Une tête d'extincteur automatique à eau (aussi connu sous les termes tête d'extincteur automatique d'incendie, gicleur d'incendie, asperseur, ou sprinkleur) est un appareil statique de dispersion d'eau, ou de produits dissouts dans l'eau, lors d'un incendie[1]. Le plus fréquemment ces extincteurs sont mis en réseau au plafond des lieux à protéger et réagissent de façon automatique quand la chaleur devient trop importante. Celle-ci brise l'ampoule ou fait fondre le fusible qui maintient la tête fermée en temps normal. La pression permanente de la canalisation, à laquelle est connectée l'extincteur, se libère dans ce cas au travers de la tête, arrosant ainsi la zone enflammée. La chute de pression génèrée par l'ouverture de la tête actionne un gong hydraulique qui donne l'alarme. Aucune surveillance humaine n'est par conséquent requise pour son déclenchement.
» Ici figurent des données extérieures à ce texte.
PR #5801, opened 2026-08-05
[Perf] Minimax-H3 support fused RMSNorm and RoPE opt

fan2956:
PLEASE FILL IN THE PR DESCRIPTION HERE.

## Purpose
Enable MiniMax-H3 to use the fused RMSNorm and RoPE implementations provided by the Omni diffusion layers.
- Add configurable weight dtype support to Omni diffusion `RMSNorm`, while preserving fp32 accumulation in the native fallback.
- Extend Omni diffusion `RotaryEmbedding` to support full-head-dimension `cos`/`sin` inputs required by MiniMax-H3.

## Test Plan
```
MODEL="/data/weights/h3/MiniMax-H3/FL2VA"
vllm serve "${MODEL}" \
  --omni \
  --host 0.0.0.0 \
  --port "${PORT}" \
  --trust-remote-code \
  --num-gpus 8 \
  --usp 8 \
  --ring 1 \
  --text-encoder-tp-size 8 \
  --enable-layerwise-offload \
  --vae-parallel-mode tile \
  --vae-use-tiling \
  --vae-patch-parallel-size 8 \
  --diffusion-attention-backend FLASH_ATTN 
```
prompt："A little girl grows up."
image: 
first_frame

**vLLM Version:**
0.26.0

**vLLM-Omni Commit:**
5215e03a91adecbb5ffece29aa74360a7569d0c5

## Test Result
**Performance:**

E2E Latency: 491014ms -> 475070ms.      **-3.35%**

ori: 
Pasted Graphic 1

opt:
Pasted Graphic

**Precision:**
ori (left) vs opt (right)

https://github.com/user-attachments/assets/3cbd06eb-8e77-4106-a42a-eba346f71873

**BEFORE SUBMITTING:** read [CONTRIBUTING.md](https://github.com/vllm-project/vllm-omni/blob/main/CONTRIBUTING.md) and run the [precheck-pr skill](https://github.com/vllm-project/vllm-omni/blob/main/.claude/skills/precheck-pr/SKILL.md) with the code agent for a self-check against project conventions.
(anything written below this line will be removed by GitHub Actions)

PR #5881, opened 2026-08-07
[Perf][MUSA] Restore MiniMax-H3 dynamic RoPE fusion

yeahdongcn:
## Summary

- add a MUSA `RMSNorm.forward_musa` path that preserves `aten::rms_norm` for dynamic Inductor fusion;
- implement full-dimension NeoX RoPE in the shared `RotaryEmbedding.forward_musa` backend while retaining `forward_native` for other MUSA layouts;
- keep the MiniMax-H3 caller platform-agnostic and derive its static rotary width from the model config.

## Motivation

This is a MUSA follow-up to #5801. After #5801, MiniMax-H3 routes Q/K normalization and RoPE through the shared RMSNorm/RotaryEmbedding implementation. On MUSA with the production regional compile mode (`torch.compile(fullgraph=True, dynamic=True)`), the actual H3 `_apply_rope` path no longer forms the previous fused schedule.

`RotaryEmbedding.forward_native` is functionally correct, but its generic frequency normalization and expansion do not preserve the fast H3 schedule on MUSA. This PR keeps the model caller on the shared custom-op interface and puts the verified full-dimension NeoX implementation in `RotaryEmbedding.forward_musa`. Half-dimension and interleaved MUSA layouts continue to use `forward_native`; non-MUSA backends are unchanged.

## Performance

Measured from `main` at `a874b8e09bb5251bb16e3de8bc22edf3880eec09`, which contains #5801 merge commit `f2e3d2e25bebc0c7110ccb945d7dcf4be81bf6db`.

Environment and shape:

- 1x MTT S5000, MUSA driver `3.3.5-server`;
- image `registry.mthreads.com/mcconline/inference/vllm-omni@sha256:bdf15f76a86a736cb64bea41a46eeb05be4382f9efe5a520034e7b2f07ce04a5`;
- BF16 packed QKV, sequence length 96,000, 7 local heads, head dimension 128, rotary dimension 96;
- `torch.compile(fullgraph=True, dynamic=True)`;
- 5 warmups, 2 discarded pilot cycles, 20 interleaved cold-cache samples with a 512 MiB cache flush;
- MUSA event timing cross-checked with synchronized wall time.

| exact H3 Q/K norm + RoPE path | MUSA event median | synchronized wall median |
| --- | ---: | ---: |
| current main | 30.0062 ms | 30.0695 ms |
| this PR through `RotaryEmbedding.forward_musa` | 1.6323 ms | 1.6893 ms |
| change | **-94.56% (18.38x)** | **-94.38% (17.80x)** |

In the final interface A/B, the platform-dispatched path was within noise of the direct inline reference (`1.6323` vs `1.6316` ms by MUSA events). A forced shared-native control measured `3.3009` ms, confirming that calling `forward_native` directly does not retain the MUSA fast path. Output is finite, shape-identical, and passes the BF16 correctness gate.

These numbers cover the exact Q/K RMSNorm + H3 RoPE compiled region; they are not presented as TP8 end-to-end request latency.

## Tests

```text
ruff check vllm_omni/diffusion/layers/norm.py \
  vllm_omni/diffusion/layers/rope.py \
  vllm_omni/diffusion/models/minimax_h3/minimax_h3_transformer.py \
  tests/diffusion/layers/test_norm.py \
  tests/diffusion/layers/test_rope_broadcast.py \
  tests/diffusion/models/minimax_h3/test_minimax_h3_parallel.py
# All checks passed

pytest -q -p no:cacheprovider \
  tests/diffusion/layers/test_norm.py \
  tests/diffusion/layers/test_rope_broadcast.py \
  tests/diffusion/models/minimax_h3/test_minimax_h3_parallel.py
# The 64 remaining cases were all included in the passing 69-case superset run.
```

### DIFF
--- a/vllm_omni/diffusion/models/minimax_h3/minimax_h3_transformer.py
+++ b/vllm_omni/diffusion/models/minimax_h3/minimax_h3_transformer.py
@@ -333,6 +333,7 @@ class MiniMaxH3Attention(nn.Module):
         )
         self.num_heads = self.qkv_proj.num_heads
         self.num_kv_heads = self.qkv_proj.num_kv_heads
+        self.rot_dim = 6 * arch.rope_inv_freq_len
         self.q_norm = _norm(arch.attention_head_dim, eps=arch.qk_norm_eps)
         self.k_norm = _norm(arch.attention_head_dim, eps=arch.qk_norm_eps)
         self.rope = RotaryEmbedding(is_neox_style=True, half_head_dim=False)
@@ -365,7 +366,7 @@ class MiniMaxH3Attention(nn.Module):
         x: [T, heads, head_dim]; freqs: [T, rot_dim]. In the unfused path, cos/sin
         are cast to the activation dtype before the elementwise math.
         """
-        rot_dim = freqs.shape[-1]
+        rot_dim = self.rot_dim
         x_rot, x_pass = x[..., :rot_dim], x[..., rot_dim:]
         cos = torch.cos(freqs).to(x.dtype)  # [T, rot_dim]
         sin = torch.sin(freqs).to(x.dtype)
--- a/tests/diffusion/models/minimax_h3/test_minimax_h3_parallel.py
+++ b/tests/diffusion/models/minimax_h3/test_minimax_h3_parallel.py
@@ -69,6 +69,7 @@ def test_h3_fused_rope_matches_reference_and_preserves_unrotated_dims():
 
     attention = object.__new__(MiniMaxH3Attention)
     nn.Module.__init__(attention)
+    attention.rot_dim = 96
     attention.rope = RotaryEmbedding(is_neox_style=True, half_head_dim=False)
     attention.rope._forward_method = attention.rope.forward_native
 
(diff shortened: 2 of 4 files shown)


yeahdongcn:
@fan2956 Please also take a look. Thanks!

vllm_omni/diffusion/models/minimax_h3/minimax_h3_transformer.py
```diff
@@ -365,13 +367,25 @@ def _apply_rope(self, x: torch.Tensor, freqs: torch.Tensor) -> torch.Tensor:
...
+        if current_omni_platform.is_musa():
+            return self._apply_rope_musa(x, freqs)
         rot_dim = freqs.shape[-1]
         x_rot, x_pass = x[..., :rot_dim], x[..., rot_dim:]
         cos = torch.cos(freqs).to(x.dtype)  # [T, rot_dim]
         sin = torch.sin(freqs).to(x.dtype)
         x_rot = self.rope(x_rot, cos, sin)
         return torch.cat((x_rot, x_pass), dim=-1)
 
+    def _apply_rope_musa(self, x: torch.Tensor, freqs: torch.Tensor) -> torch.Tensor:
```
hsliuustc0106: @gcanlin do we have unified interface for important ops like rope? each hardware can have their own implementation

yeahdongcn: Alternatively, we could add an `_apply_rope_native` implementation as a fallback. Or I can rename `_apply_rope_musa` to it.

hsliuustc0106: check vllm_omni/diffusion/layers/rope.py

yeahdongcn: Moved the `MUSA`-specific handling into this file.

Le terme sprinkler de l'anglais (to sprinkle : arroser), et son calque sprinkleur, ne sont pas recommandés par les organismes de terminologie québécois car ils forment des emprunts à l'anglais qui concurrencent inutilement les termes français[1].

Historique

Principes
Détails d'une tête d'extincteur automatique à eau

Le dispositif sert à protéger des biens et des personnes contre le risque incendie. Sa mise en œuvre automatique le rend opérant jour et nuit.

Les trois fonctions de base d'une installation sont de :

  • Détecter un incendie précoce (manuellement ou automatiquement)  ;
  • Alarme pour avertir les personnes à proximité et prévenir les moyens de lutte incendie ;
  • Selon les besoins, il est envisageable d'éteindre l'incendie, de supprimer son développement ou de le contenir.

Le dispositif de protection incendie par brouillard d'eau consiste à délivrer la quantité de brouillard apte à lutter contre le type d'incendie redouté sur une zone lorsque un incendie est détecté. La brumisation est tenue tant que l'extinction n'est pas réalisée ou jusqu'à l'intervention des secours.

Quand un incendie survient, la chaleur dégagée s'élève et atteint une des têtes de gicleur réparties sur le plafond. Sous l'effet de la chaleur, l'ampoule ou le fusible qui maintient la tête fermée est détruite (l'ampoule contient un alcool qui se met à bouillir sous l'effet de la chaleur et qui rompt ainsi la fine paroi de l'ampoule). La pression permanente de la canalisation sur laquelle est posée la tête se libère au travers de la tête, arrosant ainsi la zone enflammée. Seules les têtes soumise à la chaleur réagissent, contrairement au mythe propagé par les films hollywoodien où toute les têtes explosent en même temps.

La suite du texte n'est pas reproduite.